The final master plan will offer all stakeholders and interested parties everything from the civil engineers plans, final cost estimates and a summary of the housing programs and financing options. Everyone is eager for those key data points to be available, but there’s still five months of work ahead before those details are settled.
“We don’t have those numbers yet,” said Martinez. “Those are all formulas and equations and concepts that we are going to be working really hard on over the next three, four, five months. We obviously know there is a huge amount of expenses associated with this project, not the least of which would be the infrastructure extensions to and within the site.”
From there, the county will have to figure out how to pay for the actual construction after necessary utilities such as electricity, water and sewer lines are all extended to the property. The county hired Corum Real Estate Group in March to lead all of these efforts, and the company will also be looking into working with builders, so the county won’t necessarily have to front all of the cash to erect this almost certainly phased housing development.
The numbers that the county is closing in on, though, are the number of homes that will go on the site. The county initially targeted the space for producing between 250 and 350 units, but it could actually be as many as 400. That may seem like a lot, but, on a property of 45 acres, it would make for fewer than 10 units per acre.
In comparison, according to county senior planner Don Reimer, nearby neighborhoods such as the Villas at Prospect Point (90 condos on 8.3 acres), the Lake Forest Estates (72 condos on 4.7 acres) and the Bay Club at Frisco (32 condos on 2.3 acres), that’s an even more generous amount of space per unit than any of these other prior housing development. The major difference is, of course, that the Lake Hill property is so much larger than any of these previous sites. And plausibly, it’s the last chance for the county to build on such a substantial expanse in the surrounding area.
“It could be a one-off,” said Martinez. “There might be some additional land adjacent to this site. That’s a possibility, but boy, I don’t know of any other parcels around the county at this point that are located the way this one is. This is so perfectly suited.”
Following the master-plan process, the county will look to further partner with the town of Frisco to begin rezoning and subdividing the property. The build out would then start on the infrastructure as early as 2017, following by potential for construction on the first set of units in 2018, all based on the financing and phasing recommendations.
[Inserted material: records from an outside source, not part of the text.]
PR #1049, opened 2017-03-22
Replace git ref

LJBabbage:
Remove all references to EQ_GIT_REF and inject a plaintext file into the root of the app at build time

N.B Jenkins will need to be updated after this card has been merged

### How to review 
Make sure every is working as normal


jonnyshaw89:
@LJBabbage if you look at the codecov report. There is some more code you can remove

LJBabbage:
Due to line number changes the patch is moaning about things that haven't changed

app/__init__.py
```diff
@@ -214,28 +191,24 @@ def setup_babel(application):
     application.jinja_env.add_extension('jinja2.ext.i18n')
 
 
-def add_health_check(application, headers):
-    from healthcheck import HealthCheck
```
collisdigital, line 218: Does this mean a package can be removed from requirements.txt now?

app/settings.py
```diff
@@ -27,6 +27,13 @@ def get_key(_key_name):
     else:
         return None
 
+
+def get_application_version_from_file():
```
collisdigital: I think there's already a function below that does this (although it might be key related) possible refactor to use a common one?

app/__init__.py
LJBabbage: Yep, has been removed

app/settings.py
```diff
@@ -18,11 +18,11 @@ def parse_mode(string):
...
 
 
-def get_key(_key_name):
-    if _key_name:
-        logger.debug("reading key from file", filename=_key_name)
-        key = open(_key_name, 'r')
-        contents = key.read()
+def read_file(file_name):
+    if os.path.isfile(file_name):
+        logger.error("reading from file", filename=file_name)
```
benjefferies: I guess the error level is an accident and should probably be debug

app/settings.py
```diff
@@ -18,11 +18,11 @@ def parse_mode(string):
...
+        f = open(file_name, "r")
+        contents = f.read().strip()
```
benjefferies: Do we need to strip the text read in?

benjefferies (changes requested):

app/settings.py
```diff
@@ -18,11 +18,11 @@ def parse_mode(string):
     return string.upper() != 'FALSE'
 
 
-def get_key(_key_name):
-    if _key_name:
-        logger.debug("reading key from file", filename=_key_name)
-        key = open(_key_name, 'r')
-        contents = key.read()
+def read_file(file_name):
```
collisdigital, line 21: :+1:

benjefferies (approved):
Good job on removing the redundant code

collisdigital (approved):
Squash and rebase then this is ready.

PR #1058, opened 2017-03-24
Non mandatory date of birth field retains date

LJBabbage:
Non mandatory date of birth field retains date even after respondent deletes the date. A check to see if the dict keys all contain empty values, if they do we can remove the answer from the store

### How to review 
Using test_dates.json, fill out all of the questionnaire, including the last question. Check the summary page is right. Using previous, change the answer to the last question, taking out all values. Submit and make sure the summary screen changes to 'No answer provided'. Hit previous again and make sure the last question is still empty.

### DIFF
--- a/app/views/questionnaire.py
+++ b/app/views/questionnaire.py
@@ -338,34 +338,46 @@ def update_questionnaire_store_with_form_data(questionnaire_store, location, ans
 
             # Dates are comprised of 3 string values
             if isinstance(answer_value, dict):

Until then, there will be other comment periods for members of the public. But once more, the chance at building a community redefining housing project such as Lake Hill is so rare — even with the early talk that there may just be some more land nearby for similar designs — that the county wants to look back years from now and know it did it correctly.
“Remember,” said Martinez, “the county’s desire is not to build housing halfway down the Blue (River) or on top of Hoosier Pass. People want to live where there are communities. So we want to do this one right.”